Problem details: Repeat, exactly as written, the line containing "correctly fix permissions" and each line after it through the end of the data.

Given material:

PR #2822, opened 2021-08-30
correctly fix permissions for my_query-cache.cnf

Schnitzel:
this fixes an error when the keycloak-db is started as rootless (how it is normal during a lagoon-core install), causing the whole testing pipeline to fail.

Solution to the problem:
correctly fix permissions for my_query-cache.cnf

Schnitzel:
this fixes an error when the keycloak-db is started as rootless (how it is normal during a lagoon-core install), causing the whole testing pipeline to fail.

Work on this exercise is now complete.